TEMPO.CO, Jakarta - Wakil Ketua Pusat Halal Universitas Gadjah Mada (UGM) Nanung Danar Dono menyebut informasi yang beredar di media sosial terkait peredaran beras plastik adalah hoaks. Nanung mengatakan manakala informasi itu benar maka saat beras dari plastik dikukus mustahil bisa mengembang atau berubah wujud menjadi nasi.
"Jika memang benar ada, maka saat dipanaskan ia hanya akan berubah menjadi beras plastik panas, bukan berubah menjadi nasi," ujarnya pada Rabu, 11 Oktober 2023 dilansir dari situs UGM.
Dia menjelaskan polimer plastik saat dipanaskan atau dikukus hanya akan berubah menjadi plastik panas, bahkan jika terlalu panas akan mengkerut bukan malah mengembang.

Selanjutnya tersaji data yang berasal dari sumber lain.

PR #2888, opened 2019-06-15
Late vote reveal handling

sqrrm:
Vote reveal has to be published to complete the vote process even after the reveal phase. To indicate votes I added an indication that votes were not counted in result
image

Also added text to show failed votes in proposaldisplay
image

### DIFF
--- a/core/src/main/resources/i18n/displayStrings.properties
+++ b/core/src/main/resources/i18n/displayStrings.properties
@@ -1788,7 +1788,8 @@ dao.proposal.table.icon.tooltip.changeVote=Current vote: ''{0}''. Change vote to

Nanung menyampaikan jika ada orang yang membuat video menggenggam nasi lantas dibentuk bola padat lalu bisa memantul saat dilempar, maka hal itu bukan berarti mengindikasikan nasi tersebut terbuat dari plastik.
Menurut dia, hal tersebut mengindikasikan bahwa nasi memiliki kandungan non-starch polysaccharides (NSP) atau karbohidrat non-patinya tinggi.
Hal serupa juga dapat terjadi terutama pada jenis beras yang memiliki kandungan amilopektin dan amilosa tinggi semacam beras ketan atau glutten rice atau stiky rice.
"Itulah sebabnya mengapa lemper itu saat digigit sangat liat berbeda dengan arem-arem yang terbuat dari beras biasa," kata dia.
Nanung menjelaskan industri nasi palsu, telur palsu, ikan (tempura) palsu, kobis palsu, sayur palsu sesungguhnya memang ada di Jepang dan di Cina.
Meski begitu, lanjut dia, produk-produk tersebut sebatas sebagai bahan displai menu masakan di depan restoran siap saji dan bukan untuk dikonsumsi.
Di Jepang, Cina atau Thailand banyak ditemui restoran yang memajang menu masakannya dengan produk-produk semacam itu.
"Sekali lagi, itu sekadar untuk contoh berbagai menu yang dijual, bukan untuk dikonsumsi pembelinya," kata dia.
Oleh karena itu, Nanung Danar Dono meminta netizen membiasakan diri mencari klarifikasi kebenaran sebuah berita yang sedang viral di media sosial serta tidak terburu-buru menyebarkannya.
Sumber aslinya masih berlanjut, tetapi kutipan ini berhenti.